I don't think the question has been resolved yet.
 
  • #3
anorlunda said:
At one point Susskind said that the quantity of information and the number of photons in the universe are roughly the same thing. But I did not hear him say that the number of photons+particles was anywhere near constant during inflation and the big bang.
The number of photons+particles has varied greatly over the history of the universe.

anorlunda said:
My question: Should we believe that information was conserved during the big bang and the inflationary period?
No. Information is not a conserved quantity.
 
  • #4
Depends on how you define 'information'. That is not an easy task.
 
  • #5
The universe as an information system for an outside user

Have you ever considered the idea that every single event that has ever happened in universal history is preserved as traveling light. We see the starlight of the past, but is it possible to resolve this light into physical events; or can a universe user simply access any universal event by inputting a coordinate of time and space? If entangled particles can defy the limitations of the speed of light, why can't other information?
 
  • #6
Duhoc said:
Have you ever considered the idea that every single event that has ever happened in universal history is preserved as traveling light. We see the starlight of the past, but is it possible to resolve this light into physical events; or can a universe user simply access any universal event by inputting a coordinate of time and space? If entangled particles can defy the limitations of the speed of light, why can't other information?
Quantum decoherence causes information to be lost to the environment, so even in principle all of the information of any given event just won't be accessible for any real observer.
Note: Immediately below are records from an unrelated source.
PR #3105, opened 2019-11-08
[Docs] It's 2019. Let's not say it's 2018.

Vexed01:
### Type

- [x] Bugfix
- [ ] Enhancement
- [ ] New feature

Change footers to say 2019 instead of 2018.

### DIFF
--- a/docs/conf.py
+++ b/docs/conf.py
@@ -58,7 +58,7 @@ master_doc = "index"
 
 # General information about the project.
 project = "Red - Discord Bot"
-copyright = "2019, Cog Creators"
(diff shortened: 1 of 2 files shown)


docs/conf.py
```diff
@@ -58,7 +58,7 @@
 
 # General information about the project.
 project = "Red - Discord Bot"
-copyright = "2018, Cog Creators"
+copyright = "2019, Cog Creators"
```
Kowlin: This should be a range being ``2018-2019``

Kowlin (changes requested):

Kowlin (approved):

PR #3106, opened 2019-11-09
[Core] Add deprecation warnings about removal of shared libraries.

Jackenmen:
### Type

- [ ] Bugfix
- [x] Enhancement
- [ ] New feature

This PR:
- adds deprecation note about shared libraries in Downloader Framework docs
- makes bot send deprecation warning when using `[p]load` and `[p]reload` commands if the repos loaded cogs are from have shared libraries (only works with Downloader loaded)
- makes bot send deprecation warning when using install and update commands if the repos installed/updated cogs are from have shared libraries
- makes bot print deprecation warning when some package tries importing from `cog_shared.*` (sadly only works for the first time the import of specific shared lib happens)

Soo, there are 3 deprecation warnings in different places, I think each of them is worth having but if you think some isn't, I can revert it.

### DIFF
--- a/changelog.d/3106.docs.rst
+++ b/changelog.d/3106.docs.rst
@@ -1,0 +1,1 @@
+Add deprecation note about shared libraries in Downloader Framework docs.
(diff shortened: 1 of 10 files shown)


Jackenmen:
This is now ready for review. I updated the PR's description with the made changes.

mikeshardmind (approved):

PR #3047, opened 2019-10-11
Audio PR part 1.5

Drapersniper:
### Type

- [x] Bugfix
- [x] Enhancement
- [x] New feature

### Description of the changes
NO LONGER A DRAFT,  but this one has all the goodies from #2950 minus the new Menu implementation.

1.  Play + Bump Combo Command (#2522)
2.  Don't shuffle bumped tracks (Added an extra argument to [p]shuffle that allows the person with permissions to say whether bumped tracks should be shuffled or kept at the top of the queue, off by default)
3.  Expand local track support to all file formats (Added support for AAC, AU, M3U, M4A, OPUS, RA, TS, WAV, WMA, 3GP, FLV M4V, MKV, MP4, MOV, WEBM, WMV)
4. Cache DJ setting value to reduce api calls  (more significant on Mongo)
5. Rework UX to standardize messages (Summary of what message is about is the title, and a more  descriptive explanation is added to embed description/footer)
6. Add cooldowns to playlist save, eq save and summon, also add resets in error scenarios.
7. Add a global variant of the existing whitelist/blacklist thats thats priority over the server level whitelist/blacklist

@aikaterna  love you please don't kill me :eyes: 

No need to assign to anyone just as of yet but in theory everything here work since #2950  is fully functional, but ... since this hasn't been tested it I may have messed up some things, once I've taken it through i spin i'll flag it as ready for review.

### Update
This PR is ready to be reviewed

PR #3117, opened 2019-11-13
[Audio] Sort local tracks

Nodja:
### Type

- [x] Bugfix
- [ ] Enhancement
- [ ] New feature

The OS doesn't always return local folder/files listings sorted, this ensures everything gets returned sorted.

### DIFF
--- a/changelog.d/audio/3117.bugfix.rst
+++ b/changelog.d/audio/3117.bugfix.rst
@@ -1,0 +1,1 @@
+Sort local tracks/folders
--- a/redbot/cogs/audio/audio_dataclasses.py
+++ b/redbot/cogs/audio/audio_dataclasses.py
@@ -189,7 +189,7 @@ class LocalPath(ChdirClean):
         for track in self.multirglob(*[f"*{ext}" for ext in self._supported_music_ext]):
             if track.exists() and track.is_file() and track.parent != self.localtrack_folder:
                 tracks.append(Query.process_input(LocalPath(str(track.absolute()))))
-        return tracks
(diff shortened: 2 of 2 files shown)


Drapersniper:
This is already handled in #3047 
Unfortunately casefold is not the desired behaviour here and  just casting a Query or LocalTrack object to string won’t give you a user friendly text that is displayed.

Nodja:
The casting is done on the lambda function passed to the sorted function, it still returns a LocalPath object.

But if it's already handled in another PR this isn't needed, apologies for the noise, my search efforts didn't find that PR.

Drapersniper:
No problem, just to explain it though so you/anyone reading this is aware.
> The casting is done on the lambda function passed to the sorted function, it still returns a LocalPath object.
> 
> But if it's already handled in another PR this isn't needed, apologies for the noise, my search efforts didn't find that PR.

Yeah what i meant is that each of these 2 objects have 2 different string stats, 1 to be handled by the code and 1 to be displayed to the user.

When sorting this we would have to sort based on the user shown value not the code value, otherwise when displaying to the users things still may not look sorted.

An example is LocalTrack when cast to string use 
```    def to_string(self):
        try:
            return str(self.path.absolute())
        except OSError:
            return str(self._path)
 ```
 i.e the full path, but when displayed to the user there are formated so hide non relevant paths for privacy and security purposes also so strings that goes into the embeds are not too long

However `.to_string_hidden()` is used to generate the string to shown to the user we we would have to sort this using the output of this method so that the order is actually sorted when displaying it to the user.

PR #3121, opened 2019-11-14
Increased clarity of wording in info command

Vexed01:
### Type

- [ ] Bugfix
- [x] Enhancement
- [ ] New feature

[Draper's variation](https://discordapp.com/channels/133049272517001216/133049878837329920/644274713853427720) of ClearlyElevated's [origianal suggestion](https://discordapp.com/channels/133049272517001216/133049878837329920/644272849758060556) in #feature-ideas, Discord.
Replaces "This is an..." with "Example Bot Username is an...".
Possible variation: use the bot's nick instead of name.

### DIFF
--- a/changelog.d/3121.enhance.rst
+++ b/changelog.d/3121.enhance.rst
@@ -1,3 +1,1 @@
-Use the bot's username in ``[p]info`` instead of "This"
-- Before: "This is an..."
-- Now: "Bot's Username is an..."
+Change ``[p]info`` to say "This bot is an..." instead of "This is an..." for clarity.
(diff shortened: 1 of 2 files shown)


mikeshardmind:
I don't think this message should change in this manner. At most, it should change from

> This is an instance ...

to

> This bot is an instance ...

There's no need to format in a bot's name, and depending on a bot's name could actually make the text *less clear*

If people would like to elaborate about their bot, that is exactly the purpose of the custominfo setting. This section is not about their bot, but about Red.

mikeshardmind (approved):
:+1: Thanks for the quick follow up on this. I do agree that adding that one word actually makes it clearer even with my disagreement on formatting in the bot's name here.

PR #3144, opened 2019-11-19
admin string clarity changes

mikeshardmind:
### Type

- [ ] Bugfix
- [X] Enhancement
- [ ] New feature

This improves the clarity of the strings when a user isn't allowed to do something in the admin cog due to discord hierarchy.

### DIFF
--- a/changelog.d/admin/3144.enhance.rst
+++ b/changelog.d/admin/3144.enhance.rst
@@ -1,0 +1,2 @@
+Improves the clairty of user facing messages in the admin cog when the user is not allowed
+to do something due to Discord hierarchy rules.
--- a/redbot/cogs/admin/admin.py
+++ b/redbot/cogs/admin/admin.py
@@ -34,24 +34,21 @@ HIERARCHY_ISSUE_REMOVE = _(
 )
 
 USER_HIERARCHY_ISSUE_ADD = _(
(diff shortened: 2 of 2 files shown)


mikeshardmind:
Additional thanks to [Dav](https://translate.discord.red/profile/Dav_) for reporting this problematic string to us on Crowdin.

image

Dav-Git:
I just started revising the German Translation so more might come up in the near future. If there is a place you want me to collect these at please let me know. If not I will just keep raising issues on Crowdin :)

mikeshardmind:
If one is easier than another, use whichever is easier. Opening issues about strings here may bring it to a wider audience than just those watching the crowdin issues though.

Flame442 (changes requested):
These strings need to also include the fact that if the highest role is the same as the role in question it will fail.
EDIT: The bot hierarchy messages above these also need to be fixed.

Cog-CreatorsBot (changes requested):

mikeshardmind:
Strings in this are still gonna end up being improved, but @Flame442 is working on a better resolution of this (conversation in Discord) which involves cleaning up more of the user interaction than just the raw output, but also the usage and command syntax. As such, I'm closing this in favor of not duplicating work.

PR #3146, opened 2019-11-23
[Core] Dispatch `on_red_api_tokens_update` event on api keys update

### LINKED ISSUE #3134: Emit events when a shared API token is changed
# Feature request

- [ ] Cog
- [ ] Command
- [X] API functionality

Should emit the name of the service which was updated. This will allow cogs to cache the values and only update when if they change.

Jackenmen:
### Type

- [ ] Bugfix
- [ ] Enhancement
- [x] New feature

Resolves #3134

### DIFF
--- a/redbot/core/bot.py
+++ b/redbot/core/bot.py
@@ -8,6 +8,7 @@ from enum import Enum
 from importlib.machinery import ModuleSpec
 from pathlib import Path
 from typing import Optional, Union, List, Dict, NoReturn
+from types import MappingProxyType
 
 import discord
 from discord.ext.commands import when_mentioned_or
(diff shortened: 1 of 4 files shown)


redbot/core/bot.py
```diff
@@ -582,6 +582,7 @@ def colour(self) -> NoReturn:
 
         async with self._config.custom(SHARED_API_TOKENS, service_name).all() as group:
             group.update(tokens)
+        self.dispatch("red_api_tokens_update", service_name, group)
```
mikeshardmind: This should be changed to either dispatch a mappingproxy or just the service name (indicating to cogs they may need to re-fetch the data if they use that service)

I'd like to avoid issues with dispatching a mutable object here.

Edit: and we would need to prevent it from being a proxy of the object still held by the code calling this too

Edit2: Nope, we take in as kwargs, and config is already getting it's own reference at `__aexit__`

mikeshardmind (changes requested):

mikeshardmind (approved):
:+1:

If there were, somehow, a way to observe the full quantum wavefunction, then it would be possible to reconstruct any event. But that's not possible.
 
  • #7
Well we might restrict it to processed information that has already been observed.
 
  • #8
Duhoc said:
Well we might restrict it to processed information that has already been observed.
I don't see how that improves things. It's simply not possible to retain information, of any sort, forever. The gradual increase in entropy prevents this.
 
  • #9
If I had a big enough telescope could I or could I not receive the information from the past? Of course you could. We aren't interested in the possibility of all events just the history of events in which the wave function has been collapsed. But anyway my suggestion was to access the information by a cosmic computer that could process information faster than the speed of light.
 
  • #10
Duhoc said:
If I had a big enough telescope could I or could I not receive the information from the past? Of course you could. We aren't interested in the possibility of all events just the history of events in which the wave function has been collapsed. But anyway my suggestion was to access the information by a cosmic computer that could process information faster than the speed of light.
There's no such thing as a computer that can process faster than the speed of light.

You could certainly receive some information, but it's always going to be limited, and there's no guarantee you'll get information about every event.
 
  • #11
Duhoc said:
... If entangled particles can defy the limitations of the speed of light, why can't other information?

Entangled particles do NOT transmit information faster than the speed of light. You need to read up on quantum entanglement. You are confused by the fact that the state of a particle changes instantaneously when its entangled pair is "read" but that does not transmit any information in any way that the term is normally used and certainly you can't communicate faster that c with it.
 
  • #12
No, this is not a philosophical question, nor is it about everyday definitions of information. I recommend that you listen to Susskind's lecture 1 on Statistical Mechanics (available here on youtube.com) for some very educational and entertaining explanations of the basic definitions of systems and information.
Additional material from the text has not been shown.